Young swimmers should take precautions during beach season.
Spring Break has arrived for many schools, and Summer Vacation will come soon. During the warm months, millions of young adults swarm the beaches of America without adult supervision.
Yet many beach goers are oblivious to potential dangers. What may start as fun day at the beach can quickly escalate into a dangerous situation.
According to Robert Garcia, who spent 11 years as an Ocean Guard in Long Beach, the most common accidents occur when people drift too far on inflatable objects.
“Sometimes the wind blows them away, the object pops, or they’re wrestling their friend and they lose those items,” said Garcia. When people have boogie boards or tubes, they incorrectly think they will be safe in deep waters.

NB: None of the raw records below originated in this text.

PR #233, opened 2025-04-08
DR2-2190 Use correct input param.

MancunianSam:
The lock table contains the groupId, not the batchId, so this query
always returns zero results.


techncl (approved):
👍

PR #234, opened 2025-04-08
DR2-2116 Remove datasync resources.

MancunianSam:
* Deleted the log group
* Removed datsync from the Cloudwatch resource policy.


techncl (approved):
👍

PR #236, opened 2025-04-16
Name change to avoid clash.

MancunianSam:
This was clashing with
`"${local.environment}-dr2-eventbridge-alarm-state-change-${lower(each.value)}"`
which comes out as the same thing when each.value is ALARM.


techncl (approved):
👍

PR #239, opened 2025-04-17
DR2-2139 Configure Ingest Flow Control

kurtismash:
We have 2 environments and a single Job Queue server with 16 threads. We've been advised to use 10 threads in total for our activities, so limiting to 5 concurrent ingests per environment.


techncl (approved):
👍

PR #240, opened 2025-04-28
DR2-2139 Remove dedicated channel to test probability weighting

kurtismash:


techncl (commented):
Looks good but shouldn't court docs have a higher number than TDR since it's more important they they go through promptly?

techncl (approved):
👍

“However, there are many other factors that may push people into deep waters,” stated Garcia, including wind or currents. Garcia also cited peer pressure as a common cause of drownings. When teenagers go to the beach together, he said, “there might be one strong swimmer that others may try to follow” into dangerous situations.
According to the National Oceanic and Atmospheric Administration (NOAA), about 4,000 people drown each year. Around half of those deaths occur in open bodies of water. Garcia says that drownings can be prevented if swimmers are aware of the beach conditions, such as the direction of the wind or tide. Additionally, swimmers should try to stay near a lifeguard as a precaution.
When asked if teenagers should go to the beach without adult supervision, Garcia replied, “Sure, it’s probably more fun that way.” However, Garcia cautions that people should only venture into waters they are comfortable swimming back from and that swimmers in danger should try not to panic.